How many ways are there to arrange 4 pairs of shoes in a row so that 2 shoes of the same pair are never next to each other?
I started by making a visual representation of the 8 shoes in a row in pairs,
shoes -> II II II II
Since there 4 pairs, I considered 4 conditions
$C_i$ = pair of shoes are never together (1 ≤ i ≤ 4)
N($\bar{C_1}\bar{C_2}\bar{C_3}\bar{C_4})$ = $S_0 - S_1 + S_3 - S_4$
$S_0$ = All possible arrangements = $\frac{8!}{(2!)^4}$ since there are 8 shoes, and 4 pairs are identical.

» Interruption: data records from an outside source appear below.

PR #8067, opened 2020-03-22
Reduce Pathname objects from front matter defaults

ashmaroli:
## Summary

Instead use simple String methods as alternative.
*This can be significant improvement for sites with numerous default front matter scopes in their config file.*


ashmaroli:
@jekyllbot: merge +dev

PR #8073, opened 2020-03-24
Improve documentation on usage of Jekyll commands

### LINKED ISSUE #8065: docs: Finding the switches for serve under "BUILD > Command line usage" seems unintuitive
## Motivation

The docs on the website for `jekyll serve` are hidden away under [configuration options](https://jekyllrb.com/docs/configuration/options/#serve-command-options) in the BUILD section. I found them by using the search tool.

Serving and building seem separate in my mind, even if one depends on the other. Hence, finding the switches for serving under a section for build's configuration options felt unintuitive.

## Suggestion

Call the section BUILD & SERVE as those are the two most likely options you'll use (`new` is already covered in the quick start), or perhaps COMMAND LINE USAGE and then have sections like `Overview` (which could [stay the same](https://jekyllrb.com/docs/usage/) yet its title would make more sense), `new`, `build` and `serve` with their more extended instructions and something like `More…` for the rest, or split those up too.

What I'm saying is, I'm stupid and need all the help I can get to find things, but that's a good test for documentation :)

Thanks for all the hard work on the project.

Regards,
iain

yb66:

docs: The aim is to show what the commands/options are without needing to run the cli client or even have Jekyll installed

## Summary

I've allowed a bit of duplication between the CLI section and the
 Configuration section by moving shared stuff into the includes dir.

The docs/more_usage.md could serve as a start for expanding on those options.

Also added a couple of missing config options to the tables.

## Context

I was running Jekyll in a Docker container and this would've been
easier for me than spinning up another container and running a
 shell to get them, but finding the CLI options needed a search.

resolves #8065


ashmaroli:
@yb66 Thank you very much for proposing to improve the documentation.
I've not looked into it deeply but would like to know if you could minimize the HTML table code by having a template render the info contained in a data file.

(No worries if you did try that route and faced difficulty..)

yb66:
@ashmaroli I didn't try templating it, I'll give that a go, probably tomorrow now.

Regards,
iain

DirtyF:
I don't see the added value of maintaining all those pages, when people can use `jekyll help`

yb66:
@DirtyF So I should spin up another Docker container just to get the help because you can't be bothered to document your own app?

Okay.

PR #8081, opened 2020-03-29
Add default front matter for tutorials collection

ashmaroli:
## Summary

Replace repetition with front matter defaults


DirtyF:
@jekyllbot: merge +docs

$S_1$ = One pair of shoes is identical = $4 \choose 1$$\frac{7!}{(2!)^3}$ Assuming, 2 shoes to be one pair, we are left with 7 shoes, and there's only 3 identical pairs left now
Following a similar pattern,
$S_2$ = $4 \choose 2$$\frac{6!}{(2!)^2}$
$S_3$ = $4 \choose 3$$\frac{5!}{(2!)}$
$S_4$ = $4 \choose 4$${4!}$
$N(\bar{C_1}\bar{C_2}\bar{C_3}\bar{C_4})$ = $\frac{8!}{(2!)^4}$ - $4 \choose 1$$\frac{7!}{(2!)^3}$ + $4 \choose 2$$\frac{6!}{(2!)^2}$ - $4 \choose 3$$\frac{5!}{(2!)}$ + $4 \choose 4$${4!}$
I'm not sure if what I did is correct, any suggestions would be appreciated.